Publication year - 2012
Publication title -
geophysical research letters
Language(s) - English
Resource type - Journals
SCImago Journal Rank - 2.007
H-Index - 273
eISSN - 1944-8007
pISSN - 0094-8276
DOI - 10.1029/2012gl052790
Subject(s) - precipitation , environmental science , regression analysis , linear regression , climatology , air temperature , regression , atmospheric sciences , mean radiant temperature , meteorology , climate change , geography , geology , statistics , mathematics , oceanography
We examine the relationship between hourly extreme precipitation and daily mean temperature across the Contiguous United States (CONUS) during the period 1950–2009. Logarithmically‐transformed hourly extreme precipitation generally increases approximately linearly with the daily mean temperature.
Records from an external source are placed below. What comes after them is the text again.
PR #47, opened 2016-11-23
Add getAccessTokenExpirationTime and bump sdkVersion

jorunfa:


connect/src/com/telenor/connect/id/ConnectIdService.java
```diff
@@ -58,6 +58,14 @@ public String getAccessToken() {
         return retrieveTokens().getAccessToken();
     }
 
+    public Date getAccessTokenExpirationTime() {
+        if (retrieveTokens() == null) {
```
stephan-nordnes-eriksen: Maybe cache result to variable so you don't call retrieveTokens twice?

jorunfa: I see what you mean. `retrieveTokens()` uses a cache and only actually fetches the tokens from the store if they are missing. It's a private method.

connect/src/com/telenor/connect/id/ConnectIdService.java
```diff
@@ -58,6 +58,14 @@ public String getAccessToken() {
...
+            return null;
+        }
+
+        return retrieveTokens().getExpirationDate();
```
jorunfa: See above.

jorunfa: If I'm not misunderstanding something the `getString(…)` from `getSharedPreferences` also uses a cache internally, and blocks (is synchronous), so there shouldn't be race conditions here, I think?

connect/src/com/telenor/connect/id/ConnectIdService.java
stephan-nordnes-eriksen: Yes, but you should probably do something like
```
DataType datatype = retrieveTokens();
if(datatype == null){
//...

return datatype.getExpirationDate();
```

ps. I don't know what datatype should be used.

PR #50, opened 2017-05-02
Mc 1568 od

gorandostanic:
Add operator discovery functionality to Connect ID Android SDK allowing it to be used as MobileConnect SDK.

More info: https://confluence.skunk-works.no/jira/browse/MC-1568


connect/src/com/telenor/connect/utils/ConnectUrlHelper.java
```diff
@@ -60,6 +79,34 @@ public static Uri getAuthorizeUri(
         return builder.build();
     }
 
+    public static Uri getMobileConnectAuthorizeUri(
```
phyrex1an: This is almost identical to the getConnectAuthorizeUri. Can't you move the .appendPath(OAUTH_PATH).appendPath("authorize") into the ConnectSdkProfile and make them identical?

atanasdb: oh no :) I was typing that

connect/src/com/telenor/mobileconnect/id/MobileConnectAPI.java
```diff
@@ -0,0 +1,54 @@
...
+import retrofit.http.Header;
+import retrofit.http.Headers;
+import retrofit.http.POST;
+import retrofit.http.Path;
+
+public interface MobileConnectAPI {
+
+    @FormUrlEncoded
+    @Headers("Content-Type: application/x-www-form-urlencoded")
+    @POST("/oauth/{operator_prefix}/token")
```
atanasdb: That's a bit hardcoded.
I guess you need to use the endpoint paths from OD.

connect/src/com/telenor/connect/utils/ConnectUrlHelper.java
gorandostanic: Done!

connect/src/com/telenor/mobileconnect/id/MobileConnectAPI.java
gorandostanic: Done!

atanasdb:
Could you make the WellKnownApi class available to ConnectId SDK profile as well, because we'll want to use the network_authentication_target_ips for the Force HE.

connect/src/com/telenor/connect/ConnectSdk.java
```diff
@@ -409,8 +447,33 @@ public static IdToken getIdToken() {
...
     }
 
+    /**
+     * MobileConnect stuff
+     */
+
+    public static synchronized void sdkInitializeMobileConnect(
+            Context context,
+            OperatorDiscoveryConfig operatorDiscoveryConfig) {
+        if (!isInitialized()) {
```
atanasdb: Prefer using a guard statement

connect/src/com/telenor/connect/ConnectSdk.java
```diff
@@ -409,8 +447,33 @@ public static IdToken getIdToken() {
...
+                    fetchBooleanProperty(getApplicationInfo(context), USE_STAGING_PROPERTY),
+                    fetchBooleanProperty(getApplicationInfo(context), CONFIDENTIAL_CLIENT_PROPERTY));
+            context.registerReceiver(
+                    SimCardStateChangedBroadcastReceiver.getReceiver(),
+                    SimCardStateChangedBroadcastReceiver.getIntentFilter());
+        }
+    }
 
+    public static synchronized void sdkReinitializeMobileConnect() {
+        if (isInitialized()) {
```
atanasdb: Prefer using a guard statement

gorandostanic:
According to the book I am reading right now (Effective Java, remember? :-) it is always wise not to allow alien code to be executed in your synchronised block/method. Having read the rationale behind this, I couldn't agree more :)

I need an implementation of OperatorDiscoveryConfig interface to hold the defensive copy of the data. Hence the Plain-bla-bla thing.

ExampleOperatorDiscoveryConfig cannot serve that purpose because 1. It is in the example project outside the SDK 2. it is hard-coded 3. It is NOT our recommendation about how to implement that interface, just an example to make the example app work. 

Actually, I have written a disclaimer in README.md about it, which motivated me to make the defensive copy of the interface:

At most (about 80%) of the stations, regression slopes between hourly extreme precipitation and daily mean temperature are higher than 7%, the approximate Clausius‐Clapyron rate. Stations located in the western coastal region exhibit the lowest regression slopes, with median regression slopes less than 7%, while stations in the northern tier of the CONUS showed higher regression slopes, with median regression slope of 16%. More stations (75%) exhibit regression slopes higher than 7% in summer than in winter (65%). Stations in the southern U.S. have higher regression slopes in winter than in summer, whereas stations in the northern U.S. have higher slopes in summer. It seems physically implausible that the intensity of extreme rainfall events could be as sensitive to local temperature as reflected by the regression slopes. Hence, these large values at least partially may be a consequence of factors relating to temperature gradients as opposed to temperature in its own right.